■ Work to complete ■
Go through the entries below and copy each line that holds the word "copied".

** Input records follows **

PR #2535, opened 2018-11-08
Copy-paste error in permssions plugin, CID 323649

tiran:
Address a bug in the code block for attributeLevelRights for old clients.
The backward compatibility code for deprecated options was not triggered,
because the new name was checked against wrong dict.

Coverity Scan issue 323649, Copy-paste error

   The copied code will not have its intended effect.
   In postprocess_result: A copied piece of code is inconsistent with the
   original (CWE-398)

** End of Input records **

■ Output for this exercise ■
   The copied code will not have its intended effect.
   In postprocess_result: A copied piece of code is inconsistent with the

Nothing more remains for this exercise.